Overview
On its own, each Roaming Component performs its work in the clearest and most efficient manner
possible. However, the components were deliberately made to be easy to interwork with. This
way the functionality offered by them can be blended together into far more functionality
than one usually expects from components. Wired together with a database and some orchestrating
scripts, one can really build a "mini-clearing house" just by using our components.
Build your infrastructure with the components you need
A working scenario
Let's assume that an operator called GR-XYZ has an existing rating/billing system that can create
TAP3 files up to release TAP3.9. The system can perform this only for GSM calls - the GPRS calls
are handled by another system which generates ASCII output containing the roamers' data.
In fact, the largest body of roamers comes from a neighbouring country's provider, IT-XYZ and
IT-XYZ expects TAP3.10 files. Currently, GR-XYZ sends its TAP3.9 and GPRS ASCII files to a clearing
house and pays an annual fee for the work required to send the data as TAP3.10 to IT-XYZ.
Instead of paying fees to a clearing house, the operator could use Roaming Components to
handle all roaming work on its own:
- The TAPx2TAPy component could first convert TAP3.9 files made by the legacy system to TAP3.10
- The ASCII2TAP component (with an associated module for the provider's ASCII format) can
generate TAP3.10 files from the GPRS calls
- The TAPMerger component could merge the two files and send all roamers' data in unison as
a TAP3.10 file to IT-XYZ.
- The TAPValidator component can optionally be used to verify that all work made by the
previous modules didn't cause any violations to TD57 validation rules.
The total cost of mandatory components for the versions involved (TAPx2TAPy, ASCII2TAP and
TAPMerger) can be - and in most cases indeed is - less than the total cost of annual
conversion fees.
Putting components together
Depending on what the operator wants to, there can be a database involved (for monitoring and
storing results) or not.

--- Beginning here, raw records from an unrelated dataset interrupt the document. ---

PR #106, opened 2016-07-27
Time

FlorianJanosch:
add daytime.rs with Struct DayTime
DayTime has:
`time_year` which counts the years
`time_day` which counts the days
`time_on_day` which counts the time of the current day

implement EventHandler for DayTime
add `Add` (Plus-Key) to speed up time by factor 1_000.0, for demonstration purposes in the future

Game now calls update function of daytime with paramter delta in main-loop
put daytime in the list of EventHandlers, that the event_manager iterates through

### DIFF
--- a/client/src/daytime.rs
+++ b/client/src/daytime.rs
@@ -1,0 +1,93 @@
+use super::event_manager::*;
+use glium::glutin::{ElementState, Event, VirtualKeyCode};
+
+#[derive(Debug)]
+pub struct DayTime {
+    time_year: u32,
+    time_day: u32,
+    time_on_day: f32,
+    speed: f32,
+}
+
+// `DEFAULT_TIME_SPEED` is 1.0 so the time goes at normal speed
+// `PLUS_TIME_SPEED` is the factor with which the time is sped up, when the
+// speed-up key is pressed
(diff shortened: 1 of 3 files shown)


client/src/daytime.rs
```diff
@@ -0,0 +1,134 @@
...
+const PLUS_TIME_SPEED: f32 = 1000.0;
+
+
+impl Default for DayTime {
+    fn default() -> DayTime {
+        DayTime {
+            time_year: 0,
+            time_day: 0,
+            time_on_day: 0.0,
+            speed: 1.0,
```
jonas-schievink: Use `DEFAULT_TIME_SPEED` instead of `1.0` to be more explicit

client/src/daytime.rs
```diff
@@ -0,0 +1,134 @@
...
+        }
+
+    }
+}
+
+
+
+// position in theta phi
+
+// lichtvektor
```
jonas-schievink: Unnecessary comments?

client/src/lib.rs
```diff
@@ -20,6 +20,9 @@ mod event_manager;
 pub mod view;
 pub mod util;
 
+pub mod daytime;
```
jonas-schievink: The empty line above can go away

PR #112, opened 2016-07-28
dem SUN

jbesteuos:


client/src/view/sun_view.rs
```diff
@@ -0,0 +1,120 @@
...
+        let vbuf = VertexBuffer::new(context.get_facade(), &raw_vertex_buffer).unwrap();
+
+        let raw_index_buffer = [2, 1, 0, 3]; //TrianglesStrip
+
+        let ibuf = IndexBuffer::new(context.get_facade(),
+                                    PrimitiveType::TriangleStrip,
+                                    &raw_index_buffer)
+            .unwrap();
+
+        let prog = Program::from_source(context.get_facade(),
```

In any case, some scripting will need to be in place to:
- Monitor incoming directories for TAP3.9 files with GSM roaming data and GPRS roaming data
- Invoke the components with the appropriate command line arguments to process the files
- Place the results in an output directory (for some daemon to collect and send to ITABC)
- Optionally, make a log in a database about the process workflow
- Raise alerts if something went amiss
We suggest scripting (Perl, Python) because its convenient and speedy enough to use for
these purposes; if no scripting is desired, any language can be used to do this (C, C++, etc).
A Python script to monitor a directory for new arrivals and act on them can be downloaded
from here.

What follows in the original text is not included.